Finite element analysis of frictionless contact between a sinusoidal asperity and a rigid plane: Elastic and initially plastic deformations

•Hertz theory is not applicable to the transition point at plastic inception for sinusoidal contact.•Reduced modulus is absent in the empirical expressions for critical variables at plastic inception.•Non-uniform curvature of a sinusoidal profile is the main reason for inapplicability of Hertz theory at plastic inception.•The mean contact pressure at plastic inception is found to be related to indentation hardness.

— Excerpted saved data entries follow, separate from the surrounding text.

PR #238, opened 2025-03-17
Adds data models and builder functions for remaining constraints

popematt:
### Description of changes:

Adds all the remaining constraints, except for the variants of `annotations` (which still needs a little bit of work). Much of this PR is copy/paste from other constraints with some renaming done. It's probably fine to skim over them—just double check that there are no copy/paste mistakes where things should have been renamed but weren't.
* `AnyOf` and `OneOf` are copied from `AllOf`
* `Not` is copied from `TypeConstraint`
* `Scale`, `Precision`, `Exponent`, `ContainerLength`, `CodepointLength`, and `ByteLength` are copied from `Utf8ByteLength`

These constraints are entirely new:
* `Regex`
* `TimestampOffset`
* `Contains`
* `Element` and `FieldNames`
* `Ieee754Float`

I also fixed the visibility of the fields in the `utf8_byte_length` and `type` constraints.
Finally, `convert_to_pattern` was made `pub(crate)` so that it could be reused in the `Regex` constraint.

There are some doc comments, but I plan to fill that out in a later PR to avoid blowing up the cope of this one.

----


popematt:
When I started self-reviewing it to write the PR tour comments, I hit upon a solution to one of the things that was bothering me. Don't bother reviewing this yet.

ion-schema/src/model/constraints/element.rs
```diff
@@ -0,0 +1,146 @@
...
+        &self.type_argument
+    }
+
+    pub fn distinct(&self) -> bool {
+        self.distinct
+    }
+}
+
+impl<V: IslVersion> TypeDefinitionBuilder<V> {
+    pub fn element(self, type_argument: VersionedTypeArgument<V>) -> Self {
```
popematt, line 48: 🗺️ I chose to make this method available for both ISL versions, so that customers can switch from ISL 1.0 to 2.0 without having to refactor any existing code that does programmatic construction. There's also `element_distinct` with accepts a `bool` flag indicating whether the elements should be distinct or not.

ion-schema/src/model/constraints/field_names.rs
```diff
@@ -0,0 +1,110 @@
...
+        &self.type_argument
+    }
+
+    pub fn distinct(&self) -> bool {
+        self.distinct
+    }
+}
+
+impl TypeDefinitionBuilder<ISL_2_0> {
+    pub fn field_names(self, type_argument: VersionedTypeArgument<ISL_2_0>) -> Self {
```
popematt, line 45: 🗺️ Like `element`, `field_names` has two builder methods, but in this case, both are only available for ISL 2.0.

ion-schema/src/constraint.rs
```diff
@@ -1140,7 +1140,7 @@ impl ConstraintValidator for ContainerLengthConstraint {
         let size = if let Some(element_iter) = value.as_sequence_iter() {
             element_iter.count()
         } else if let Some(strukt) = value.as_struct() {
-            strukt.fields().map(|(k, v)| v).count()
+            strukt.fields().count()
```
popematt: 🗺️ This is a clippy warning that keeps showing up. Since I'm touching this file, I figured I'd fix it now.

zslayton: Is this different from `strukt.len()`?

ion-schema/src/model/constraints/any_of.rs
```diff
@@ -0,0 +1,174 @@
...
+/// [ISL 2.0]: https://amazon-ion.github.io/ion-schema/docs/isl-2-0/spec#any_of
+#[derive(Debug, PartialEq, Clone)]
+pub struct AnyOf {
+    type_arguments: Vec<TypeArgument>,
+}
+
+impl AnyOf {
+    fn new(mut type_arguments: Vec<TypeArgument>) -> Self {
+        // Sorting the vec allows us to get Bag-like equality semantics.
+        // TODO: Replace the vec with a HashBag or come up with a less hacky way to sort the type arguments.
```
zslayton, line 32: Since this is used in a few places, consider making a naive `Bag` type wrapping a sorted `Vec<TypeArgument>` that you can optimize later.

ion-schema/src/model/constraints/any_of.rs
```diff
@@ -0,0 +1,174 @@
...
+                ),
+                TypeArgument::from_type_ref(
+                    NullabilityModifier::Nothing,
+                    TypeReference::imported("bar.isl", "baz")
+                ),
+                TypeArgument::from_type_ref(
+                    NullabilityModifier::Nullable,
+                    TypeReference::from("quux_type")
+                ),
+            ],)
```
zslayton, line 122: These explicitly-constructed `vec!`s would be good candidates for the tuple-of-`Into<_>`s trick. (Not in this PR.)

ion-schema/src/model/constraints/ieee754_float.rs
```diff
@@ -0,0 +1,118 @@
...
+            None
+        };
+        use FloatingPointNumberFormat::*;
+        match text {
+            Some("binary16") => Ok(Binary16),
+            Some("binary32") => Ok(Binary32),
+            Some("binary64") => Ok(Binary64),
+            _ => invalid_schema_error(format!("Not a valid IEEE754 format symbol: {value}")),
+        }
+    }
```
zslayton, line 99: I was curious to see if the compiler would do something clever with this, like lifting out the comparison of the string prefix. To my surprise, [it did not](https://godbolt.org/z/Tvdf4sz9M).

image

ion-schema/src/model/constraints/ieee754_float.rs
```diff
@@ -0,0 +1,118 @@
...
+}
+
+impl From<&FloatingPointNumberFormat> for Value {
```
zslayton: This type is `Copy`. Is there a reason you're implementing this for a reference? Or just being consistent with other types' impls?

ion-schema/src/model/constraints/regex.rs
```diff
@@ -0,0 +1,296 @@
...
+        self.regex.as_str()
+    }
+}
+
+impl<V: IslVersion> TypeDefinitionBuilder<V> {
+    /// Adds a `regex` constraint to the type being built.
+    ///
+    /// This will panic if the input is invalid. For a safe alternative, see [`Self::try_regex`].
+    pub fn regex(self, regex: impl IonSchemaRegexSource<V>) -> Self {
+        self.with_constraint(Versioned::into_inner(regex.build_regex().unwrap()).into())
```
zslayton: This could be `self.try_regex(regex).unwrap()`.

ion-schema/src/model/constraints/regex.rs
```diff
@@ -0,0 +1,296 @@
...
+                case_insensitive: true,
+            })]
+        );
+
+        let type_ = TypeDefinitionBuilder::<ISL_1_0>::new()
+            .regex(
+                "abc"
+                    .to_regex_builder()
+                    .case_insensitive(true)
+                    .multiline(true),
```
zslayton: Not important: you could have `IonSchemaRegexSource` provide its own `case_insensitive` and `multiline` methods that were implemented by calling `.to_regex_builder().METHOD()`. Then you could do:

```rust
.regex("abc".case_insensitive(true).multiline(true))
```

zslayton (approved):

ion-schema/src/constraint.rs
popematt: No. I'll change it.

ion-schema/src/model/constraints/any_of.rs
popematt: It could be, but I'm intentionally not using it here so that if there's something wrong with the tuple-of-`Into<_>`s logic, it won't silently pass these tests. In other words, I'm intentionally constructing these the verbose way in order to make the tests more thorough.

ion-schema/src/model/constraints/ieee754_float.rs
popematt: That is weird. Good catch!

ion-schema/src/model/constraints/regex.rs
popematt: I like this.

A series of finite element simulations of frictionless contact deformations between a sinusoidal asperity and a rigid flat are presented. Explicit expressions of critical variables at plastic inception including interference, contact radius, depth of first yielding, and pressures are obtained from curve fitting of simulation results as a function of material and geometrical parameters. It is found Hertz solution is not applicable to the critical contact variables at plastic inception for sinusoidal contact, although contact responses of initially plastic deformation follow the same trend as that of purely elastic deformation. The contact pressure at incipient plasticity, which is defined as yield strength, is dependent on Poisson’s ratio, yield stress, and geometrical parameters, but independent of elastic modulus. It is not yield stress, but yield strength that correlates with indentation hardness. The results yield the insight into the specification of material properties to realize elastic contact. A larger ratio of yield stress to elastic modulus is beneficial to sustain a larger load before plastic deformation.